Video 8. MLOps Zoomcamp: Save Grafana dashboard, by Emeli Dral

In this video, we show how to save the Grafana dashboard so we can load it every time we rerun the Docker container without rebuilding the dashboard from scratch.

‍Outline:
00:00 Save and reuse Grafana dashboard configs
03:30 Rerun Docker and access the saved dashboard in Grafana

[fs-toc-omit]Debug with Evidently Reports and Test Suites

Video 9. MLOps Zoomcamp: Debugging with Evidently Reports and Test Suites, by Emeli Dral

In this video, we use the open-source Evidently library to go through the debugging process when data drift is detected.

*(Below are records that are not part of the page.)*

PR #663, opened 2026-04-20
scan: support nested column projection in metadata scan

kevkrist:
## Summary

Extends the parquet metadata-scan pipeline to support projection of **STRUCT** and **LIST** columns in addition to flat primitives. Builds on #662's name-based DuckDB→parquet column mapping by generalizing the metadata scan's single-leaf-per-column assumption to a multi-leaf-per-column one.

## Motivation

Before this PR, the metadata-scan pipeline enforced a flat-schema guard (`"Parquet scans with projections currently only support flat projected columns."`) because each projected DuckDB column was assumed to map to exactly one parquet column chunk. That breaks for:

- **STRUCT** — one DuckDB column maps to N parquet leaf chunks (one per field), all sharing `path_in_schema[0]`.
- **LIST** — parquet's 3-level list encoding produces leaves at a deeper path (`.list.element` etc.); again, one DuckDB column → one or more leaves.

Any projection of a nested column fell back to DuckDB CPU.

## Changes

1. **Drop the flat-schema guard** in the metadata scan `execute()` path.
2. **Multi-leaf expansion**: for each selected column, call `leaf_indices_for_column` (already generalized to `std::vector<size_t>` in #662) and push every leaf index — including pure-filter leaves — into the chunk-index sets.
3. **No post-read reassembly needed** — cuDF's parquet reader, given a top-level column name, materializes the nested `cudf::column` natively (option (a) from design). `execute()` downstream projection is unchanged.

## Tests

11 new C++ unit tests in `test/cpp/scan/test_metadata_gpu_scan_operators.cpp` (tagged `[two_pipeline_scan][nested]`, 572 assertions):

- Project STRUCT / LIST / STRUCT-inside-STRUCT / LIST-of-LIST / LIST-inside-STRUCT
- Mixed flat + nested projection
- Nested column across multiple files
- Table with nested column but flat-only projection (regression guard)
- Flat filter pushdown alongside nested projection
- Edge cases: LIST with empty rows, STRUCT with NULL rows

## Known gaps (not addressed here)

- **Legacy `parquet_scan_task` path still has the flat-only guard** (`src/op/scan/parquet_scan_task.cpp:466`).
- No SQLLogic / end-to-end `gpu_execution` test — the new tests drive the operators directly.
- No negative test for *filter on a nested column*. The expression executor is known to error rather than crash, but that behavior isn't locked in by a test.

## Out of scope

- **MAP** — not present in `sirius::type_id`.
- **DECIMAL128 in nested contexts.**
- **Nested columns as hive partition columns** — hive key parser only handles scalars.

---

### DIFF
--- a/src/op/scan/sirius_parquet_metadata_scan_operator.cpp
+++ b/src/op/scan/sirius_parquet_metadata_scan_operator.cpp
@@ -18,7 +18,7 @@
 #include <log/logging.hpp>
 #include <op/scan/hive_partition.hpp>  // build_partition_inject_fn
 #include <op/scan/parquet_scan_operator_data.hpp>
-#include <op/scan/parquet_scan_task.hpp>  // detail::make_selected_column_indices, detail::projected_columns_are_flat
+#include <op/scan/parquet_scan_task.hpp>       // detail::make_selected_column_indices
 #include <op/scan/parquet_schema_mapping.hpp>  // detail::leaf_indices_for_column
 #include <op/scan/scan_utils.hpp>
 #include <op/scan/sirius_gpu_parquet_scan_operator.hpp>
@@ -247,12 +247,6 @@ std::unique_ptr<operator_data> sirius_parquet_metadata_scan_operator::execute(
       cudf::host_span<uint8_t const>(footer_buffer->data(), footer_buffer->size()),
       *result->reader_options);
     auto metadata = reader.parquet_metadata();
-    if (_is_projected && !detail::projected_columns_are_flat(metadata, _projected_column_names)) {
-      /// TODO: Support nested column schemas with projection.
-      throw std::runtime_error(
-        "[sirius_parquet_metadata_scan_operator] Parquet scans with projections currently only "
-        "support flat projected columns.");
-    }
 
     //===----------Resolve selected DuckDB columns to parquet column chunk indices----------===//
     // row_group.columns is indexed in parquet schema-leaf order (preorder), which can differ from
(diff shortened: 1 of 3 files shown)


src/op/scan/sirius_parquet_metadata_scan_operator.cpp
```diff
@@ -261,19 +255,18 @@ std::unique_ptr<operator_data> sirius_parquet_metadata_scan_operator::execute(
...
-        // projected_columns_are_flat (checked above) guarantees exactly one leaf per name.
-        if (leaves.size() != 1) {
-          throw std::runtime_error(
-            "[sirius_parquet_metadata_scan_operator] Projected column '" +
-            _projected_column_names[k] +
-            "' did not resolve to exactly one parquet leaf in file: " + file_path);
+        if (leaves.empty()) {
+          throw std::runtime_error("[sirius_parquet_metadata_scan_operator] Projected column '" +
+                                   _projected_column_names[k] +
+                                   "' not found in parquet file: " + file_path);
```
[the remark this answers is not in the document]
kevkrist: The implementation is intentionally case-sensitive: by the time leaf_indices_for_column runs, the names come from DuckDB's parquet bind, which already extracted them from the file schema verbatim, so we're matching file-schema names to themselves. Making it case-insensitive would mask rather than help the one pathological case (two file-schema columns differing only in case). The case-sensitive behavior is locked in by a dedicated unit test. I'll correct the #662 description.

src/op/scan/sirius_parquet_metadata_scan_operator.cpp
```diff
@@ -261,19 +255,18 @@ std::unique_ptr<operator_data> sirius_parquet_metadata_scan_operator::execute(
...
         }
-        selected_chunk_indices.push_back(leaves.front());
-        if (_pure_filter_column_indices.contains(_selected_column_indices[k])) {
-          pure_filter_chunk_indices.insert(leaves.front());
+        bool const is_pure_filter =
+          _pure_filter_column_indices.contains(_selected_column_indices[k]);
```
ducndh, line 266: I think this one might conflict with how #706 resolve the logic when rebasing. `_pure_filter_column_indices` here is indexed by primary/selected-column index, but `_plan.pure_filter_batch_positions()` returns batch positions (D-space). A mechanical substitution might silently break — pure-filter leaves won't get pushed into `pure_filter_chunk_indices`, the uncompressed-byte accounting will count them then row-group partitions get too large. The test might still produces correct rows so the unit tests won't catch it hrere but I can entriely be offbase.

test/cpp/scan/test_metadata_gpu_scan_operators.cpp
```diff
@@ -1088,3 +1089,678 @@ TEST_CASE("two-pipeline scan - DECIMAL filter falls back to DuckDB expression ex
   }
   REQUIRE(total_rows == 100);
 }
```
ducndh: I don't know if you prefer a negative test but I think a test that check explicit filter-on-nested-column will throw instead of crashing might be nice.

ducndh (approved):
Yah great a PR and I don't think my work affects anything in this one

Here is a quick refresher on the Evidently components we will use:

Reports compute and visualize 100+ metrics in data quality, drift, and model performance. You can use in-built report presets to make visuals appear with just a couple of lines of code.
Test Suites perform structured data and ML model quality checks. They verify conditions and show which of them pass or fail. You can start with default test conditions or design your testing framework.

‍Outline:
00:00 How to use Evidently to debug ML models and data
04:20 Load data and model
06:50 Run Evidently data drift Test Suite and visualize the results
09:50 How to interpret the results and analyze data drift with Test Suites
13:30 Build Evidently data drift Report and visualize the results
14:15 How to interpret the results and analyze data drift with Reports

[fs-toc-omit]Want to learn more about ML monitoring?

Sign up for our Open-source ML observability course. Designed for data scientists and ML engineers. Yes, it's free!

Save my seat ⟶

Summing up

ML monitoring is a crucial component of MLOPs. It helps to ensure that machine learning models remain reliable and relevant to the environment in which they function. By tracking data inputs, predictions, and outcomes, we can get visibility into how well the model is doing and resolve issues before they affect an ML service performance.

Start small and add complexity as you scale. Service health, ML model performance, data quality and integrity, and data and concept drift are good starting points for monitoring ML models in production. You can start small and introduce more comprehensive monitoring metrics iteratively.

You can implement the complete ML monitoring workflow using open-source tools. This tutorial demonstrated how to build an ML monitoring scheme for batch and non-batch machine learning models using Evidently, Prefect, PostgreSQL, and Grafana.